## Your instructions
Wherever the string "args" appears in the entries below, return the line that holds it.

## Data supplied
PR #2957, opened 2024-10-04
fix: use variance merge for ConfigModule

meskill:
**Summary:**  
Use variance merge for ConfigModule instead of MergeRight.

- for ConfigModule I changed the implemented trait from Invariant to Covariant/Contravariant to handle cases differently around settings like server/upstream. The reasoning: for multiple configs it's ok to merge such settings while for subgraph they should probably be ignored.
- had to make changes to execution_spec since the error check were executed only on the first config and not on merged config but I tried to test validation errors of merging

**Issue Reference(s):**  

**Build & Testing:**

**Checklist:**

### DIFF
--- a/src/core/config/config_module/merge.rs
+++ b/src/core/config/config_module/merge.rs
@@ -7,7 +7,7 @@ use crate::core;
 use crate::core::config::{Arg, Config, Enum, Field, Type};
 use crate::core::merge_right::MergeRight;
 use crate::core::valid::{Valid, Validator};
-use crate::core::variance::{Contravariant, Covariant};
+use crate::core::variance::{Contravariant, Covariant, Invariant};
 
 impl core::Type {
     fn merge(self, other: Self, non_null_merge: fn(bool, bool) -> bool) -> Valid<Self, String> {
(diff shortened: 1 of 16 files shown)


tests/core/snapshots/test-multiple-resolvable-directives-on-field.md_error.snap
```diff
@@ -4,19 +4,8 @@ expression: errors
...
-    ],
-    "description": null
-  },
-  {
-    "message": "Multiple resolvers detected [@http, @call]",
-    "trace": [
-      "Query",
-      "user2"
-    ],
+    "message": "Validation Error\n• Multiple resolvers detected [@http, @expr] [Query, user1]\n• Multiple resolvers detected [@http, @call] [Query, user2]\n",
```
tusharmath, line 7: The error structure that separated the message from trace and description is lost over here.

src/core/config/config_module/merge.rs
```diff
@@ -179,12 +179,32 @@ impl Covariant for Enum {
...
-        let mut enums = self.config.enums;
+impl Contravariant for Config {
+    fn shrink(self, _other: Self) -> Valid<Self, String> {
+        Valid::succeed(self)
+    }
+}
+
+impl Covariant for Config {
+    fn expand(self, other: Self) -> Valid<Self, String> {
+        Valid::succeed(self.merge_right(other))
```
tusharmath, line 190: Actually Config can't have bivariance. We are implementing Variance only for types, interfaces, inputs and enums. They represent some structure of data, hence implementing these traits make sense. Config is a pure value and I would classify it as invariant.

tests/core/snapshots/test-multiple-resolvable-directives-on-field.md_error.snap
meskill: fixed

tusharmath (approved):

PR #2978, opened 2024-10-08
fix(2892): consider entity resolvers in n + 1 check

### LINKED ISSUE #2892: Handle entity resolvers in the n+1 checker
Current implementation is checking only the fields while calculating n+1 issue. But after implementing https://github.com/tailcallhq/tailcall/issues/2639 resolvers could now be defined on types as well. 

When considering entity resolver the entity resolver itself should be batched to prevent n+1 issue and that should be applied to any nested fields.

Handle resolvers on types while executing n+1 check

**Example Configuration**

```graphql
schema
  @server(port: 8000)
  @upstream(baseURL: "http://jsonplaceholder.typicode.com", httpCache: 42, batch: {delay: 100}) {
  query: Query
}

type Query {
  user(id: Int!): User @http(path: "/users/{{.args.id}}")
}

type User @http(path: "/users", query: [{key: "id", value: "{{.value.user.id}}"}], batchKey: ["id"]) {
  id: Int!
  name: String!
  username: String!
  email: String!
  phone: String
  website: String
}

type Post {
  id: Int!
  userId: Int!
  title: String!
  body: String!
  user: User @call(steps: [{query: "user", args: {id: "{{.value.userId}}"}}])
}
```

**Actual**
```bash
tailcall check -n ./config.graphql
 INFO File read: ./config.graphql ... ok
 INFO Config ./config.graphql ... ok
 INFO N + 1 detected: 1
query { posts { user } }
```

**Expected**
```bash
tailcall check -n ./config.graphql
 INFO File read: ./config.graphql ... ok
 INFO Config ./config.graphql ... ok
 INFO N + 1 detected: 2
query { posts { user } }
query { _entities { __typename: "User" } }
```

meskill:
**Summary:**  

**Issue Reference(s):**  
Fixes #2892, #3008, #3161
/claim #2892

## Reply to the task
  user(id: Int!): User @http(path: "/users/{{.args.id}}")
  user: User @call(steps: [{query: "user", args: {id: "{{.value.userId}}"}}])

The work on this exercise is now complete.